EXERCISE OBJECTIVE. Search the data below for "getNativeZoom"; list each line that holds it.

*** INFORMATION SHOWN ***

PR #2599, opened 2025-10-06
Replace nativeZoom of widgets with disabled autoscaling with 100

ShahzaibIbrahim:
Few Widgets do not adhere to AUTO_SCALE_DISABLED field when set to true in Widget#setData. The proposed changes are as follow: 

- In Widget when setting DATA_AUTOSCALE_DISABLED to true we also update the nativeZoom value to 100 since it is a public field and we cannot rely on everyone calling the getter for it where we previously had a logic to return 100 in case of autoScale disablement. 
- Tracker class in some cases was using same logic as getZoom() but missing one additional detail which is present in getZoom(), that is to check if autoScale is disabled then use 100%
- In Control class when we set the bounds then we use to check for autoScale disablement but not when setting the size or location, so that's fixed too. 

### Detailed Analysis

These are the widgets or widget utils that should be affected when auto scale is disabled. 
```
org.eclipse.swt.dnd.DragSource.drag(Event)
org.eclipse.swt.dnd.DropTarget.convertPixelToPoint(int, int)
org.eclipse.swt.dnd.TableDragSourceEffect.getDragSourceImage(DragSourceEvent)
org.eclipse.swt.dnd.TableDropTargetEffect.dragOver(DropTargetEvent)
org.eclipse.swt.dnd.TreeDragSourceEffect.getDragSourceImage(DragSourceEvent)
org.eclipse.swt.dnd.TreeDropTargetEffect.dragOver(DropTargetEvent)

org.eclipse.swt.widgets.Button.Button(Composite, int)
org.eclipse.swt.widgets.Button.getCheckboxTextOffset(long)
org.eclipse.swt.widgets.Button.wmDrawChild(long, long)

org.eclipse.swt.widgets.Composite.wmNCPaint(long, long, long)

org.eclipse.swt.widgets.Control.getData(String)
org.eclipse.swt.widgets.Control.setParent(Composite)
org.eclipse.swt.widgets.Control.WM_DPICHANGED(long, long)

org.eclipse.swt.widgets.ExpandBar.computeSizeInPixels(int, int, boolean)
org.eclipse.swt.widgets.ExpandBar.drawThemeBackground(long, long, RECT)
org.eclipse.swt.widgets.ExpandBar.drawWidget(GC, RECT)

org.eclipse.swt.widgets.Menu.fixMenus(Decorations)

org.eclipse.swt.widgets.MenuItem.fixMenus(Decorations)
org.eclipse.swt.widgets.MenuItem.getMenuItemIconBitmapHandle(Image)
org.eclipse.swt.widgets.MenuItem.getMenuItemIconSelectedBitmapHandle()

org.eclipse.swt.widgets.TabFolder.drawThemeBackground(long, long, RECT)

org.eclipse.swt.widgets.Table.setCheckboxImageList(int, int, boolean)
org.eclipse.swt.widgets.Table.wmNotifyHeader(NMHDR, long, long)

org.eclipse.swt.widgets.TaskBar.createShellLink(MenuItem)

org.eclipse.swt.widgets.Text.WM_DRAWITEM(long, long)

org.eclipse.swt.widgets.Tree.calculateAndApplyIndentSize()
org.eclipse.swt.widgets.Tree.setCheckboxImageList()
org.eclipse.swt.widgets.Tree.wmNotifyHeader(NMHDR, long, long)
```

**When should auto scale disabling function?**

Whenever widget#nativeZoom or widget#getNativeZoom is called from any of the widget, the native zoom must be 100%.

### Reproduction
The drop scenario sketched above can be easily reproduced with `Snippet257`:
- Adapt the snippet as follows:
  - Start it with monitor-specific scaling enabled, e.g., add the following for line to the `main` method: `System.setProperty("swt.autoScale.updateOnRuntime", "true");`
  - Disabled autoscaling for StyledText control, i.e., call `text.setData("AUTOSCALE_DISABLED", "true");` after instantiating `text`
- Start the snippet and move the shell to a monitor with zoom != 100% (it's also sufficient if it starts on primary monitor with zoom != 100)
- Drag a text from somewhere es and try to drop it into the text widget.

Here is how it looks on 200% monitor because of the wrong coordinate conversion:
Image

### Expected Behavior
`Widget#nativeZoom` shall be adapted to always contain the actual native zoom, i.e., 100 in case `autoscaleDisabled==true`. All accesses to `Widget#nativeZoom` shall be summarized in this issue (or in the according PR) and evaluated regarding whether it is correct to use 100 when autoscaling is disabled or not. In cases where it may not be correct, `getData(DATA_NATIVE_ZOOM)` could be used to access the original native zoom.

### DIFF
--- a/bundles/org.eclipse.swt/Eclipse SWT/win32/org/eclipse/swt/widgets/Control.java
+++ b/bundles/org.eclipse.swt/Eclipse SWT/win32/org/eclipse/swt/widgets/Control.java
@@ -78,11 +78,14 @@ public abstract class Control extends Widget implements Drawable {
 	Region region;
 	Font font;
 	int drawCount, foreground, background, backgroundAlpha = 255;
+	boolean autoScaleDisabled = false;
 
 	/** Cache for currently processed DPI change event to be able to cancel it if a new one is triggered */
 	Event currentDpiChangeEvent;
 
 	private static final String DATA_SHELL_ZOOM = "SHELL_ZOOM";
+
+	private static final String DATA_AUTOSCALE_DISABLED = "AUTOSCALE_DISABLED";
 /**
  * Prevents uninitialized instances from being created outside the package.
  */
@@ -122,6 +125,7 @@ Control () {
 public Control (Composite parent, int style) {
 	super (parent, style);
 	this.parent = parent;
+	this.autoScaleDisabled = parent.autoScaleDisabled;
 	createWidget ();
 }
 
@@ -1268,6 +1272,19 @@ public Object getData(String key) {
 		return shell == null ? null : shell.nativeZoom;
 	}
 	return super.getData(key);
+}
+
+@Override
+public void setData(String key, Object value) {
+	super.setData(key, value);
+	if (DATA_AUTOSCALE_DISABLED.equals(key)) {
+		autoScaleDisabled = Boolean.parseBoolean(value.toString());
+		if (autoScaleDisabled) {
+			this.nativeZoom = 100;
+		} else {
+			this.nativeZoom = (int) getData(DATA_SHELL_ZOOM);
+		}
+	}
 }
 
 /**
@@ -3534,7 +3551,7 @@ public void setLayoutData (Object layoutData) {
  */
 public void setLocation (int x, int y) {
 	checkWidget ();
-	int zoom = getZoom();
+	int zoom = autoScaleDisabled ? parent.getZoom() : getZoom();
 	x = DPIUtil.pointToPixel(x, zoom);
 	y = DPIUtil.pointToPixel(y, zoom);
 	setLocationInPixels(x, y);
@@ -3791,7 +3808,7 @@ public void setRegion (Region region) {
  */
 public void setSize (int width, int height) {
 	checkWidget ();
-	int zoom = getZoom();
+	int zoom = autoScaleDisabled ? parent.getZoom() : getZoom();
 	width = DPIUtil.pointToPixel(width, zoom);
 	height = DPIUtil.pointToPixel(height, zoom);
 	setSizeInPixels(width, height);
@@ -4783,6 +4800,23 @@ public boolean setParent (Composite parent) {
 	OS.SetWindowPos (topHandle, OS.HWND_BOTTOM, 0, 0, 0, 0, flags);
 	reskin (SWT.ALL);
 	return true;
+}
+
+@Override
+GC createNewGC(long hDC, GCData data) {
+	data.nativeZoom = getNativeZoom();
+	if (autoScaleDisabled && data.font != null) {
+		data.font = SWTFontProvider.getFont(display, data.font.getFontData()[0], 100);
+	}
+	return GC.win32_new(hDC, data);
+}
+
+@Override
+int getZoom() {
+	if (autoScaleDisabled) {
+		return 100;
+	}
+	return super.getZoom();
 }
 
 abstract TCHAR windowClass ();
@@ -5959,6 +5993,9 @@ void sendZoomChangedEvent(Event event, Shell shell) {
 @Override
 void handleDPIChange(Event event, float scalingFactor) {
 	super.handleDPIChange(event, scalingFactor);
+	if (this.autoScaleDisabled) {
+		this.nativeZoom = 100;
+	}
 	resizeFont(this, getNativeZoom());
 
 	Image image = backgroundImage;
--- a/bundles/org.eclipse.swt/Eclipse SWT/win32/org/eclipse/swt/widgets/Widget.java
+++ b/bundles/org.eclipse.swt/Eclipse SWT/win32/org/eclipse/swt/widgets/Widget.java
@@ -65,7 +65,6 @@ public abstract class Widget {
 	 * @noreference This field is not intended to be referenced by clients.
 	 */
 	public int nativeZoom;
-	boolean autoScaleDisabled = false;
 	int style, state;
 	Display display;
 	EventTable eventTable;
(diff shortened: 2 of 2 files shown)


bundles/org.eclipse.swt/Eclipse SWT/common/org/eclipse/swt/SWT.java
```diff
@@ -2163,6 +2163,17 @@ public class SWT {
...
+	/**
+	 * Style constant for disabling auto scale for widgets (value is 1&lt;&lt;32).
+	 * <br>Note that this is a <em>HINT</em>.
+	 * <p><b>Used By:</b></p>
+	 * <ul>
+	 * <li><code>Widget</code> and subclasses</li>
+	 * </ul>
+	 * @since 3.1
+	 */
+	public static final int AUTOSCALE_DISABLED = 1 << 32;
```
ShahzaibIbrahim: I introduced this style field in SWT so we that native zoom can be set to 100 on widget creation. But since this is specific for windows, I don't think it makes sense to put it for all OS. 

Need a suggestion for where can I put such field? @HeikoKlare

HeikoKlare: Please keep the two tasks separated: this change should only be about replacing the native zoom value and adapts its consumptions in case autoscaling is disabled. _How_ autoscaling is disabled is a different task, which we still need to address and which should not be mixed up with this.

bundles/org.eclipse.swt/Eclipse SWT/win32/org/eclipse/swt/widgets/Widget.java
```diff
@@ -2725,7 +2723,7 @@ int getZoom() {
 }
 
 void handleDPIChange(Event event, float scalingFactor) {
-	this.nativeZoom = event.detail;
+	this.nativeZoom = this.autoScaleDisabled ? 100 : event.detail;;
```
fedejeanne:
```suggestion
	this.nativeZoom = this.autoScaleDisabled ? 100 : event.detail;
```

bundles/org.eclipse.swt/Eclipse SWT/win32/org/eclipse/swt/widgets/Widget.java
```diff
@@ -1473,6 +1473,7 @@ public void setData (String key, Object value) {
 
 	if (DATA_AUTOSCALE_DISABLED.equals(key)) {
 		autoScaleDisabled = Boolean.parseBoolean(value.toString());
+		this.nativeZoom = 100;
```
HeikoKlare: This does not take into account that `autoScaleDisabled` might be set to `false`. In that case, I would expect `nativeZoom` to be reset to shell zoom, i.e., `nativeZoom = getData(DATA_SHELL_ZOOM)`. That's only available in `Control` but this functionality should be moved to `Control` anyway as it does not make sense for `Widget`, shouldn't it?

ShahzaibIbrahim: Shouldn't we just set the native zoom to 100 in case autoScaleDisabled is set to true and not change it for the else condition here? I think that would be sufficient no?

ShahzaibIbrahim:
> How does one test this?

I have added how to test section.

> Shouldn't line 186 (in the constructor) also be adapted?
> 
> ```java
> 	this.nativeZoom = parent != null ? parent.nativeZoom : DPIUtil.getNativeDeviceZoom();
> ```

No, you can only disable autoscaling after the widget is created till now. So we don't need to adapt here.

bundles/org.eclipse.swt/Eclipse SWT/win32/org/eclipse/swt/widgets/Widget.java
HeikoKlare: But then you can never re-enable auto-scaling for that control.

ShahzaibIbrahim: Oh, I never thought that someone would re-enable it after disabling. I would have expected user to only set it to true to disable scaling. In that case I will extend the implementation to control and set it to shell zoom.

bundles/org.eclipse.swt/Eclipse SWT/win32/org/eclipse/swt/widgets/Widget.java
```diff
@@ -2725,7 +2716,7 @@ int getZoom() {
 }
 
 void handleDPIChange(Event event, float scalingFactor) {
-	this.nativeZoom = event.detail;
+	this.nativeZoom = this.autoScaleDisabled ? 100 : event.detail;
```
HeikoKlare: Shouldn't this also be moved to `Control`? I.e., shouldn't the `autoScaleDisabled` field be part of `Control` and `Control` then override the `nativeZoom` value with 100 if autoscaling is disabled or the like?

bundles/org.eclipse.swt/Eclipse SWT/win32/org/eclipse/swt/widgets/Control.java
```diff
@@ -4785,6 +4802,23 @@ public boolean setParent (Composite parent) {
...
+	return GC.win32_new(hDC, data);
+}
+
+@Override
+int getZoom() {
+	if (autoScaleDisabled) {
+		return 100;
+	}
+	return super.getZoom();
+}
```
HeikoKlare, line 4820: Shouldn't we get rid if this? When autoscale is disabled, zoom should be 100 anyway.

ShahzaibIbrahim: What if someone sets the autoScale value to 200 or some other number? Then the method getZoomForAutoscaleProperty will return 200 in that case.

HeikoKlare: I see, makes sense. Thank you for the explanation!

HeikoKlare (approved):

*** End of INFORMATION SHOWN ***

YOUR RESPONSE.
Whenever widget#nativeZoom or widget#getNativeZoom is called from any of the widget, the native zoom must be 100%.
+	data.nativeZoom = getNativeZoom();
 	resizeFont(this, getNativeZoom());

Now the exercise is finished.